(Stored data)

::::

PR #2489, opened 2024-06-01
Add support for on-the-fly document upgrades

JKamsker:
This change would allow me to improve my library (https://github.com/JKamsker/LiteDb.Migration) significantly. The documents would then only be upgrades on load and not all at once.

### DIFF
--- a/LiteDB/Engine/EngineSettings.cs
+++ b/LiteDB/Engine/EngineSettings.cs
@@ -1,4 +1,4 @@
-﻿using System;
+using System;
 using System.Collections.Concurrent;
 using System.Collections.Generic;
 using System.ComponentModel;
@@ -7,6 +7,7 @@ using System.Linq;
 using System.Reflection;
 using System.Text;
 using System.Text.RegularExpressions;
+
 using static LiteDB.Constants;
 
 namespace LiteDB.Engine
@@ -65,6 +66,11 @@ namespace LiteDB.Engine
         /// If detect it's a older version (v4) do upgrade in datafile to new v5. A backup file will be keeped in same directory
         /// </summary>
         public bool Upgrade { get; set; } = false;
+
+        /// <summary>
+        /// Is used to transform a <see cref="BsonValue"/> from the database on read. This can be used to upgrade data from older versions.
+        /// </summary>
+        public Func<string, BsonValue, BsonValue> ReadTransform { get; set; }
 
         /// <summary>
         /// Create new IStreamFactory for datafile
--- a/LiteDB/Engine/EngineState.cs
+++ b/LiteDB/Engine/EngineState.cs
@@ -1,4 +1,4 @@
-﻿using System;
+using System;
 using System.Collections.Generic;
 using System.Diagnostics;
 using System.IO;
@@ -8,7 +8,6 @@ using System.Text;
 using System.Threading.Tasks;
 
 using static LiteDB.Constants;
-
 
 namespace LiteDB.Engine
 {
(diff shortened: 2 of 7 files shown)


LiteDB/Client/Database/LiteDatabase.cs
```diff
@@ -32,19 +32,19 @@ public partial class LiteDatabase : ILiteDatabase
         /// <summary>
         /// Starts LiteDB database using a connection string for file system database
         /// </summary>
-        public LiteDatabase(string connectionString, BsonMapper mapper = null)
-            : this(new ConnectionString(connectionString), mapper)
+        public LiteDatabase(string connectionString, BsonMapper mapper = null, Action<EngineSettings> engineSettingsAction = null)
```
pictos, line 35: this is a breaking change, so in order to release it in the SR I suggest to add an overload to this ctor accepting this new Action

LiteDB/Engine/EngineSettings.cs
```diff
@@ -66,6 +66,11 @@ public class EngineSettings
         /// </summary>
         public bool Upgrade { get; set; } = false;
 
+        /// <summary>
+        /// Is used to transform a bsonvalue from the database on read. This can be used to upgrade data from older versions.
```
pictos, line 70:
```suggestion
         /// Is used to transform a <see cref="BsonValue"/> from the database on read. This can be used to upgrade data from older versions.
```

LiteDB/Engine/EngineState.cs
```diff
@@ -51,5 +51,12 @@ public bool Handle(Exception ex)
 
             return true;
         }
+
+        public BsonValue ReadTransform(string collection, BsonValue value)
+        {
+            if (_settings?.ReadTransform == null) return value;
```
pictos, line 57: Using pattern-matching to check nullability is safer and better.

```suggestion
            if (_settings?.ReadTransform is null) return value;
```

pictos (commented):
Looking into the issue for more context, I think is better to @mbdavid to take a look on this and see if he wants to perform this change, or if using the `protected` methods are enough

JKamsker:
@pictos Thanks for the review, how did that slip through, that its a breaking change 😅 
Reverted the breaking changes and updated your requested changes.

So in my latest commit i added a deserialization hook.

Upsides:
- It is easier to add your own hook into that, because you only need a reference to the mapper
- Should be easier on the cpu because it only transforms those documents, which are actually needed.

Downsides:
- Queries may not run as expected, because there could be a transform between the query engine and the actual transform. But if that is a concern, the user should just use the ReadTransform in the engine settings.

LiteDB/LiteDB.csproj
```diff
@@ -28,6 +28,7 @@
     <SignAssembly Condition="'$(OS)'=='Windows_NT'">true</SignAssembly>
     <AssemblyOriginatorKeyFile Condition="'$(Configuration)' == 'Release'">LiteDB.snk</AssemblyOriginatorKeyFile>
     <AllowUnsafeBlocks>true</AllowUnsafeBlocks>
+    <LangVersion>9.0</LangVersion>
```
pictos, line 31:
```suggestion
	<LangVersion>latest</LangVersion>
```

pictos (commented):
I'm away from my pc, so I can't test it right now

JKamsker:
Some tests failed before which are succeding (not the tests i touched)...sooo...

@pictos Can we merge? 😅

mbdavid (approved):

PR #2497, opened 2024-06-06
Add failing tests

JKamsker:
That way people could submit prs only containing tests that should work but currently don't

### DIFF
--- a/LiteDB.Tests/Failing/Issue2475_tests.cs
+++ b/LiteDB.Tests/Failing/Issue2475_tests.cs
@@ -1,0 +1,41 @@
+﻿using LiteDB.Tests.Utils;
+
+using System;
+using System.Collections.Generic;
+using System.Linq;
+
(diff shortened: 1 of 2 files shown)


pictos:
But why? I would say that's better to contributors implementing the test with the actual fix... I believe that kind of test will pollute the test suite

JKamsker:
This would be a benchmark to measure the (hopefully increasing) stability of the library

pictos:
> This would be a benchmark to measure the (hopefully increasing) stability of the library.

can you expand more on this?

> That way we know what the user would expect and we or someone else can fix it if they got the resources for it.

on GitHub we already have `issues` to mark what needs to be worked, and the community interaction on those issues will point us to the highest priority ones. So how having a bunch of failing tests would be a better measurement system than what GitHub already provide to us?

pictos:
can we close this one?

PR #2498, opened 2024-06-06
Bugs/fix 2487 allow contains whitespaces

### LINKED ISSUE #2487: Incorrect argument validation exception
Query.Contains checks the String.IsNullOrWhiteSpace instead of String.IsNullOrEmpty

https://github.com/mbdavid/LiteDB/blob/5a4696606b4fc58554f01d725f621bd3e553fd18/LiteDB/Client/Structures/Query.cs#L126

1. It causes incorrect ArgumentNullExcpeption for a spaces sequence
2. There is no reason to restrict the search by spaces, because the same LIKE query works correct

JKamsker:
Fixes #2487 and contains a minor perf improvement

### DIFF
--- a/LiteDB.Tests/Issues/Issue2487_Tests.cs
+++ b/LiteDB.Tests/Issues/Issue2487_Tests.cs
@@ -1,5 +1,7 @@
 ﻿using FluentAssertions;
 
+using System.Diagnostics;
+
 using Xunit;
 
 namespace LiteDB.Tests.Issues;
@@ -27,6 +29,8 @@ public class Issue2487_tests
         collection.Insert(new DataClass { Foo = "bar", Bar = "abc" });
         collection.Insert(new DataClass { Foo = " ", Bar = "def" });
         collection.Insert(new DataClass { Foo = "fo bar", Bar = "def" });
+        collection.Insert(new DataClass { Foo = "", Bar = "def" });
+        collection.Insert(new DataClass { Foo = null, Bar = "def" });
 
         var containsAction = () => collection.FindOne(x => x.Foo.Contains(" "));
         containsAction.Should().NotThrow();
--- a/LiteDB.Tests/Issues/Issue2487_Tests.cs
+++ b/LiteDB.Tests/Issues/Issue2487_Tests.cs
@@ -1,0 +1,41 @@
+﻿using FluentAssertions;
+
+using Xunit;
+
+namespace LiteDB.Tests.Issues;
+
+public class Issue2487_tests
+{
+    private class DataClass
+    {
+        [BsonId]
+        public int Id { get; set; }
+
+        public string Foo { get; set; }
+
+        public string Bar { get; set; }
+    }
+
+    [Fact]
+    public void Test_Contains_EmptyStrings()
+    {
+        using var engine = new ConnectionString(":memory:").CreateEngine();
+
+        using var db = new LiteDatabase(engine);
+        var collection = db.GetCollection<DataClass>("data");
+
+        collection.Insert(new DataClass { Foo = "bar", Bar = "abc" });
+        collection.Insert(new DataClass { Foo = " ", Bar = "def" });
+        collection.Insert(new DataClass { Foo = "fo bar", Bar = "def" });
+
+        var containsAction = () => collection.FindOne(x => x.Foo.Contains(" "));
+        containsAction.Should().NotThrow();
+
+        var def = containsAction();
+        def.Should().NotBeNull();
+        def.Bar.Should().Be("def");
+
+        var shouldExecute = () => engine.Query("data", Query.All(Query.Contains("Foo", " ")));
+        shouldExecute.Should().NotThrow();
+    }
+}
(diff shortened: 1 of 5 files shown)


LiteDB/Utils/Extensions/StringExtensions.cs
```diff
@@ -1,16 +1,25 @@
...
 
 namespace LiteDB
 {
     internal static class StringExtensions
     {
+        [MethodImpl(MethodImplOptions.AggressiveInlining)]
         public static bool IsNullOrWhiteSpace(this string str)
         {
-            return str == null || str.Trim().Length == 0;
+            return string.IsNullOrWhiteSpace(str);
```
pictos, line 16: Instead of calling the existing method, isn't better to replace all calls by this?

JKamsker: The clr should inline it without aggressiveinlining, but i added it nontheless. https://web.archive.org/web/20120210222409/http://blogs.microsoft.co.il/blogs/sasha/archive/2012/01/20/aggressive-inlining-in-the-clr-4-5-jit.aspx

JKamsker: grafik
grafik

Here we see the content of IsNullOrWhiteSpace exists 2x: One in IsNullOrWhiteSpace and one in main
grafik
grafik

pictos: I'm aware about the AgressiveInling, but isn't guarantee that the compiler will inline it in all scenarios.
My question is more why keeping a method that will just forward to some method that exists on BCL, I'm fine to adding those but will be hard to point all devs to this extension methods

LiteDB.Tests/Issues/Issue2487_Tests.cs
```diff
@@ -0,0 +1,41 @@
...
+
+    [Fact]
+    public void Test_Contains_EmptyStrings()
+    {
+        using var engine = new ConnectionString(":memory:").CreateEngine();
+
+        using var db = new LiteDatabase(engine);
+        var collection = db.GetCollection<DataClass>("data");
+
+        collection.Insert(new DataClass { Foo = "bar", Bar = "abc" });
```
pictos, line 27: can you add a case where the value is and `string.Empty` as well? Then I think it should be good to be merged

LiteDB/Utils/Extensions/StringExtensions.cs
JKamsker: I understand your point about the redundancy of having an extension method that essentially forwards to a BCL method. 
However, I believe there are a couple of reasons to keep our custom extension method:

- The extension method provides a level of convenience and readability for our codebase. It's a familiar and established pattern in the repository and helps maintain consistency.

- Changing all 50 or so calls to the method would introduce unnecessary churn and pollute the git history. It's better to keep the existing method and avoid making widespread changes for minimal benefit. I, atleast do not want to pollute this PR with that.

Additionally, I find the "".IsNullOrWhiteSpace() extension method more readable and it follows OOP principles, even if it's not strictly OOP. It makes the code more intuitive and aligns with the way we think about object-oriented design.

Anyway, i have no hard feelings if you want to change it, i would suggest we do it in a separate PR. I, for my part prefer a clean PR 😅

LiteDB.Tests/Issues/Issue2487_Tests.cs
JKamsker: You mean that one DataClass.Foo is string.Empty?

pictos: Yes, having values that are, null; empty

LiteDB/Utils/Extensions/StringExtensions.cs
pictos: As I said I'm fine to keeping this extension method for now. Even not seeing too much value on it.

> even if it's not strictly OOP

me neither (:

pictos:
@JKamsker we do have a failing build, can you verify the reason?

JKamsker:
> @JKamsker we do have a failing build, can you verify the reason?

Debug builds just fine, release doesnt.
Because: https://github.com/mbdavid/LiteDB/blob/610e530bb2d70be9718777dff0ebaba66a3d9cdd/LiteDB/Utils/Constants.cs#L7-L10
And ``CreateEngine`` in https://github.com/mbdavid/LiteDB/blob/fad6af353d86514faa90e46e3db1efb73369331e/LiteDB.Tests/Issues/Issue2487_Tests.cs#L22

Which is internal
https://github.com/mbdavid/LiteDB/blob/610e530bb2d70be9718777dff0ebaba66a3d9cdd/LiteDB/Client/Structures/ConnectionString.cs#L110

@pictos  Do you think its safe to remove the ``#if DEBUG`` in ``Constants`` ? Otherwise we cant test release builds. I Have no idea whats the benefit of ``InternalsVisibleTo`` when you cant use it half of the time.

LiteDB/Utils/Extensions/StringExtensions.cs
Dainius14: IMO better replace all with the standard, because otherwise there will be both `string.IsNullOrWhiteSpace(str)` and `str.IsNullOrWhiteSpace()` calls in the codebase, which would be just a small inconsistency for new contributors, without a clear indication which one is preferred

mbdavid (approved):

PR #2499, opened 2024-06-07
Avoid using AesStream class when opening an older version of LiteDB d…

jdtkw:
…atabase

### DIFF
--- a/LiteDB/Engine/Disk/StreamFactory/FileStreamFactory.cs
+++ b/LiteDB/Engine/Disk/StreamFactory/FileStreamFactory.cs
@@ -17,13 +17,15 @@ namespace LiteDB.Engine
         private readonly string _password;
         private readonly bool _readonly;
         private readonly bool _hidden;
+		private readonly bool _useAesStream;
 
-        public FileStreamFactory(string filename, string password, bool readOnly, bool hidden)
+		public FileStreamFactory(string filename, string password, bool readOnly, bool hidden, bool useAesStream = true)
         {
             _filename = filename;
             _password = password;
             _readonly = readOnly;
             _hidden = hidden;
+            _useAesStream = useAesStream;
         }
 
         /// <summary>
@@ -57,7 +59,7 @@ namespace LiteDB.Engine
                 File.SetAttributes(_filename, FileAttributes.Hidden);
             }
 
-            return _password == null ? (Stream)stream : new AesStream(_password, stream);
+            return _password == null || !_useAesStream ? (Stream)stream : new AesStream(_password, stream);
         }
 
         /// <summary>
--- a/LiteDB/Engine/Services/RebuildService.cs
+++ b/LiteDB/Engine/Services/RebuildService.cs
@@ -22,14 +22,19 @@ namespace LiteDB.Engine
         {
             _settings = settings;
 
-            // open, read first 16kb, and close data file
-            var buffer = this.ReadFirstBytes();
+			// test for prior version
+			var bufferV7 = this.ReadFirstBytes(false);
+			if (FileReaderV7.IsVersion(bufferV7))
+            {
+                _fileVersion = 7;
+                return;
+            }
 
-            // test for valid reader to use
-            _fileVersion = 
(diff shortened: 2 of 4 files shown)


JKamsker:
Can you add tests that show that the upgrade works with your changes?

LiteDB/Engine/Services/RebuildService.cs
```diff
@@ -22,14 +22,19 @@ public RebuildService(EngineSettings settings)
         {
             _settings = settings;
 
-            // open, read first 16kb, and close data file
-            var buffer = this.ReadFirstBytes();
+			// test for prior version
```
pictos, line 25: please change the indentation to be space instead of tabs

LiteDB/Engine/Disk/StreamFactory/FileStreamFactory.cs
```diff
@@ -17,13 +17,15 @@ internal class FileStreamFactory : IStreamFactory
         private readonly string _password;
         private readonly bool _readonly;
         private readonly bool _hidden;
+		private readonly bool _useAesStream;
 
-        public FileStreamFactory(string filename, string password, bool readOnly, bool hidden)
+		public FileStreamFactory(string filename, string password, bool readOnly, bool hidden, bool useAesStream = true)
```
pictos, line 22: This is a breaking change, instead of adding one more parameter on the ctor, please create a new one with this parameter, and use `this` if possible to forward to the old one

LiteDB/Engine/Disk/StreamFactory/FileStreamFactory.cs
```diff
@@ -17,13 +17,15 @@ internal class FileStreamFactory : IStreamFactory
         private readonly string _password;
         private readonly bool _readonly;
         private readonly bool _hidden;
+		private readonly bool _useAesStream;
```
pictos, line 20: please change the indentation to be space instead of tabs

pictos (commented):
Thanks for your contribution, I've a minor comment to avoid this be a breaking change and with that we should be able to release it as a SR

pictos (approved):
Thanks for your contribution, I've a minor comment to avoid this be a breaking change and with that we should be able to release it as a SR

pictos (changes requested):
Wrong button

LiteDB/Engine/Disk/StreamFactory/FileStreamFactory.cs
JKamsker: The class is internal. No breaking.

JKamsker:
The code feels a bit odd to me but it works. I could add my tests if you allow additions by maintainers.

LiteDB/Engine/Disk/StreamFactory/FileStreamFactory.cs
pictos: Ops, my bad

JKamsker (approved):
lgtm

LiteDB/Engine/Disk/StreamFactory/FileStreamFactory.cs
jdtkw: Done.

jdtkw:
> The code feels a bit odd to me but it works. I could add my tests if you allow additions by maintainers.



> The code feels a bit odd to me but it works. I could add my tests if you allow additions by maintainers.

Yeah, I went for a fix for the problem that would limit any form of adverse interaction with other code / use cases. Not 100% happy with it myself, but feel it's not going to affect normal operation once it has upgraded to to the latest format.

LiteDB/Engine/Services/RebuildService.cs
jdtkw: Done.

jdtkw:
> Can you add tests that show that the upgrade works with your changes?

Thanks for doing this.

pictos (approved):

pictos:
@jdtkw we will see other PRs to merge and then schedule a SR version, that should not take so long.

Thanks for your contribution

::::

→ **What is needed**:
Transcribe the records above exactly, from the opening line down to and including the line with "using System.ComponentModel;".

→ **Output**:
PR #2489, opened 2024-06-01
Add support for on-the-fly document upgrades

JKamsker:
This change would allow me to improve my library (https://github.com/JKamsker/LiteDb.Migration) significantly. The documents would then only be upgrades on load and not all at once.

### DIFF
--- a/LiteDB/Engine/EngineSettings.cs
+++ b/LiteDB/Engine/EngineSettings.cs
@@ -1,4 +1,4 @@
-﻿using System;
+using System;
 using System.Collections.Concurrent;
 using System.Collections.Generic;
 using System.ComponentModel;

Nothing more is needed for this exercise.